## What you are asked to do
Lines of the listing below that contain the string "catch" are to be returned.

## Records
PR #1409, opened 2016-07-13
Give some time for "Refreshing server adapter list" job to start

rawagner:


plugins/org.jboss.reddeer.eclipse/src/org/jboss/reddeer/eclipse/wst/server/ui/wizard/NewServerWizardDialog.java
```diff
@@ -36,14 +41,20 @@ public NewServerWizardDialog() {
...
 		super.finish(timeout);
 	}
 
 	@Override
 	public void cancel() {
 		// workaround due to JBDS-3596
-		new WaitUntil(new JobIsKilled("Refreshing server adapter list"), TimePeriod.LONG, false);
+		Matcher[] jobs = new Matcher[1];
+		jobs[0] = new IsEqual<String>(REFRESHING_JOB_NAME);
+		new WaitUntil(new JobIsRunning(jobs),TimePeriod.NORMAL,false);
```
apodhrad: This logic is already included in the implementation of JobIsKilled. Moreover, if you think that the logic needs a fix then fix it in the JobIsKilled, please.

rawagner: You're right. I didnt notice it. Sometimes i see failures due to refreshing server adapter list. I will have to investigate further

Issue #1403, opened 2016-07-01
Implement Search View class for eclipse class org.eclipse.search2.internal.ui.SearchView


odockal:
Implement reddeer's version of eclipse Search View tab based on org.eclipse.search2.internal.ui.SearchView with appropriate behavior.

rawagner:
pushed to master

PR #1412, opened 2016-07-13
New view class representation of Search View (feature #1403)

odockal:
New PR for #1403.


plugins/org.jboss.reddeer.eclipse/src/org/jboss/reddeer/eclipse/ui/search/SearchView.java
```diff
@@ -0,0 +1,55 @@
...
+		} catch (CoreLayerException e){
+			return false;
+		}
+	}
+
+	/**
+	 * Returns all search results from Search view as a Tree object with default search option setup
+	 * @return Tree object of search results
+	 */
+	public Tree getSearchResultsAsTree() {
```
rawagner: we are trying to avoid returning swt-layer objects in eclipse layer. I would be better if you implement a new object something like a "SearchResult" which would wrap a single tree item and we would be able to also wrap other methods in the future. 

So this method would return List<SearchResult> and i would call it getSearchResults()

rawagner:
test this

rawagner:
pushed to master

PR #1413, opened 2016-07-14
Add new method into TextEditor (fixes #1405)

### LINKED ISSUE #1405: New method in TextEditor class that returns line number of searched text

odockal:


rawagner:
pushed to master, thanks!
Next time use more descriptive commit message please :)

PR #1414, opened 2016-07-14
rev_Add shell is available condition

rawagner:


plugins/org.jboss.reddeer.swt/src/org/jboss/reddeer/swt/impl/shell/AbstractShell.java
```diff
@@ -97,13 +96,9 @@ public boolean isFocused() {
...
 		String text = getText();
 		log.info("Close shell " + text);
-		try {
-			new CancelButton().click();
-		} catch (Exception e) {
-			WidgetHandler.getInstance().notify(SWT.Close, swtShell);
-			ShellHandler.getInstance().closeShell(swtShell);
-		}
-		new WaitWhile(new ShellWithTextIsAvailable(text));
+		//WidgetHandler.getInstance().notify(SWT.Close, swtShell);
```
rawagner: Reasons for update:
- we should not even use Cancel button here, sice method is called close, not cancel
- calling notify and then close is the same thing if you take a look at implementation of close method
- its better/safer to use ShellIsAvailable than ShellWithTextIsAvailable since we already have a shell, not just a text

apodhrad: Please delete the unused code (line 99)

rawagner: fixed

apodhrad:
pushed to master

PR #1420, opened 2016-07-18
Get rid of missing folders 'src' and 'resources' #1419

apodhrad:


apodhrad:
need to link the pr with the existing issue

PR #1419, opened 2016-07-18
rev_Get rid of missing folders 'src' and 'resources'

apodhrad:
If you like the command 'git clean -fd' then you will get errors in Eclipse IDE. The reason is that some projects contain empty src or resources but they are referenced in build.xml.

Possible solutions:
1. Add .gitkeep files
2. Remove the references in build.xml


apodhrad:
I chose the first option

apodhrad:
I killed the verification job since this PR doesn't really need it

PR #1344, opened 2016-07-18
Implement finding an edit part in other edit part

apodhrad:
This will require implementing of WithParent matcher, for an example have a look at Activity implementation ib BPEL tests.

### DIFF
--- a/plugins/org.jboss.reddeer.gef/src/org/jboss/reddeer/gef/matcher/IsEditPartWithParent.java
+++ b/plugins/org.jboss.reddeer.gef/src/org/jboss/reddeer/gef/matcher/IsEditPartWithParent.java
@@ -1,0 +1,57 @@
+package org.jboss.reddeer.gef.matcher;
+
+import org.eclipse.gef.EditPart;
+import org.hamcrest.BaseMatcher;
+import org.hamcrest.Description;
+
+/**
+ * Returns true if an edit part is a child of a given parent.
+ * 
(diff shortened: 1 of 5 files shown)


plugins/org.jboss.reddeer.gef/src/org/jboss/reddeer/gef/matcher/IsEditPartWithParent.java
```diff
@@ -0,0 +1,57 @@
...
+import org.hamcrest.BaseMatcher;
+import org.hamcrest.Description;
+
+/**
+ * Returns true if an edit part is a child of a given parent.
+ * 
+ * @author Andrej Podhradsky (apodhrad@redhat.com)
+ *
+ */
+public class IsEditPartWithParent extends BaseMatcher<EditPart> {
```
rawagner: shouldnt this be called EditPartWithParent (without "Is") ? Seems to be more aligned with names of other matches

apodhrad: I dno't see any problem with this naming convention... there are matchers such as WithLabel IsInstanceOf, so why not to use IsEditPartWithParent? For me it is very meaningful.

rawagner: allright :)

rawagner:
pushed to master

PR #1423, opened 2016-07-20
Update RedDeer version to 1.0.3-SNAPSHOT

mmalina:
Command used for upversioning:
mvn org.eclipse.tycho:tycho-versions-plugin:set-version -DnewVersion=1.0.3-SNAPSHOT

In addition, these files were modified manually:
archetype/pom.xml
archetype/src/main/resources/META-INF/maven/archetype-metadata.xml

Ranges were not updated because they are set to [1.0,1.1) which is still correct.


mmalina:
test this

PR #1769, opened 2017-07-18
Add referenced composite to lookup log

rawagner:

### DIFF
--- a/plugins/org.eclipse.reddeer.core/src/org/eclipse/reddeer/core/lookup/WidgetLookup.java
+++ b/plugins/org.eclipse.reddeer.core/src/org/eclipse/reddeer/core/lookup/WidgetLookup.java
@@ -98,7 +98,8 @@ public class WidgetLookup {
 	 */
 	@SuppressWarnings({ "rawtypes","unchecked" })
 	public <T extends Widget> T activeWidget(ReferencedComposite refComposite, Class<T> clazz, int index, TimePeriod timePeriod, Matcher... matchers) {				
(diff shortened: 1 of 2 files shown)


plugins/org.eclipse.reddeer.core/src/org/eclipse/reddeer/core/lookup/WidgetLookup.java
```diff
@@ -114,6 +115,17 @@ public static WidgetLookup getInstance() {
 		return (T)found.getResult();
 	}
 	
+	private String createRererencedCompositeDebugMsg(ReferencedComposite refComposite){
+		StringBuilder sb = new StringBuilder();
+
+		if (refComposite == null){
+			sb.append(" no referenced composite specified");
```
mlabuda: Please change appended text to " with no referenced composite specified". So it would result in "Looking up active widget with class type some.package.Widget with no referenced composite specified...."

plugins/org.eclipse.reddeer.core/src/org/eclipse/reddeer/core/lookup/WidgetLookup.java
```diff
@@ -114,6 +115,17 @@ public static WidgetLookup getInstance() {
...
+		} else {
+			sb.append(" referenced composite '"+refComposite.getClass()+"'");
```
mlabuda: Please change appended text to something like " with referenced composite". So it would result in "Looking up active widget with class type some.package.Widget with referenced composite some.other.package.CompositeClass....". Maybe also remove apostrophes, it would look better (class name in whole output is without apostrophes.

rawagner:
both fixed

mlabuda:
testPR

PR #1497, opened 2017-07-20
WizardPages - instead of void return page instance

rawagner:


mlabuda:
Please resolve conflict(s).

PR #1773, opened 2017-07-20
Listen to server changes via IServer API.

rawagner:


rawagner:
seems like this fixed the forever failing server tests

mlabuda:
Yeah, great job!

mlabuda:
I believe, we have more stable Servers now, too :)

PR #1774, opened 2017-07-20
Improve window getEclipseClass method signature

rawagner:

### DIFF
--- a/plugins/org.eclipse.reddeer.jface/src/org/eclipse/reddeer/jface/matcher/WindowMatcher.java
+++ b/plugins/org.eclipse.reddeer.jface/src/org/eclipse/reddeer/jface/matcher/WindowMatcher.java
@@ -12,46 +12,43 @@ package org.eclipse.reddeer.jface.matcher;
 
 import org.eclipse.jface.window.Window;
 import org.eclipse.swt.widgets.Shell;
-import org.hamcrest.BaseMatcher;
 import org.hamcrest.Description;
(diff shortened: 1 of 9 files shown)


plugins/org.eclipse.reddeer.jface/src/org/eclipse/reddeer/jface/matcher/WindowMatcher.java
```diff
@@ -12,46 +12,43 @@
...
+		
 	}
 
 	@Override
-	public void describeTo(Description description) {
-		// TODO Auto-generated method stub
-		
+	protected boolean matchesSafely(Shell item) {
+		try{
+			Object data = WidgetHandler.getInstance().getData((Shell)item);
```
mlabuda: bcs. item is already Shell, it is not necessary to cast Shell on it again. But that's just cosmetics :)

plugins/org.eclipse.reddeer.jface/src/org/eclipse/reddeer/jface/matcher/WindowMatcher.java
```diff
@@ -12,46 +12,43 @@
...
+			if(data != null) {
+				return windowClass.isInstance(data);
+			}
+		} catch (RedDeerException e) {
+			if(((Shell) item).isDisposed()){
```
mlabuda: same here

PR #1785, opened 2017-08-16
Remove the need to implement RequirementConfiguration in all classes

apodhrad:
Assume we want to use a requirement matcher for "fuseServer.host" in the following configuration
```
FuseConfiguration
- camelVersion
- fuseServer
  - host
  - username
  - password
```
At the moment, RedDeer requires the following definitions
```
FuseConfiguration implements RequirementConfiguration
FuseServer implements RequirementConfiguration
```
Do we really want to implement RequirementConfiguration in all inner classes?


plugins/org.eclipse.reddeer.junit/src/org/eclipse/reddeer/junit/util/ReflectionUtil.java
```diff
@@ -0,0 +1,55 @@
+package org.eclipse.reddeer.junit.util;
```
rawagner: copyright

apodhrad: done

PR #1778, opened 2017-08-17
Rename MenuIsEnabled to MenuItemIsEnabled

rawagner:


plugins/org.eclipse.reddeer.core/src/org/eclipse/reddeer/core/handler/MenuItemHandler.java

## Result
+		} catch (CoreLayerException e){
-		} catch (Exception e) {
+		} catch (RedDeerException e) {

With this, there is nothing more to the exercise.